The Transient and Equilibrium Climate Response to Rapid Summertime Sea Ice Loss in CCSM4

Abstract

Abstract The impact that disappearing Arctic sea ice will have on the atmospheric circulation and weather variability remains uncertain. In this study, results are presented from a sea ice perturbation experiment using the coupled Community Climate System Model, version 4 (CCSM4). By decreasing the albedo of the sea ice, the impact of an ice-free summertime Arctic on the coupled ocean–atmosphere system is isolated in an idealized but energetically self-consistent way. The multicentury equilibrium response is examined, as well as the transient response in an initial condition ensemble. The perturbation drives pronounced year-round sea ice thinning, Arctic warming, Arctic amplification, and moderate global warming. Even in the almost complete absence of summertime sea ice, the atmospheric general circulation response is very weak and the transient response is small compared to the internal variability. Surface temperature variability is reduced on all time scales over most of the middle and high latitudes with a 50% reduction in the standard deviation of temperature over the Arctic Ocean.

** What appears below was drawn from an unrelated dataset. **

PR #1234, opened 2016-12-05
Add call to xAxisPaddingUnit for stack-mixin when calculating max/min

stillesjo:
Hi!

We need to get xAxisPaddingUnit when calculating max/min for stack-mixin in order to get xAxisPadding with other units than day to work.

The reduction is attributed to decreased temperature gradients and increased maritime influence once the sea ice melts. This reduced variability extends weakly into the variability of the midlatitude and free tropospheric geopotential height (less than 10% reduction in the standard deviation). Consistently, eddy geopotential height variability is found to decrease while geopotential isopleth meandering, which reflects Arctic amplified warming, increases moderately. The sign of these changes is consistent with recent observations, but the size of these changes is relatively small.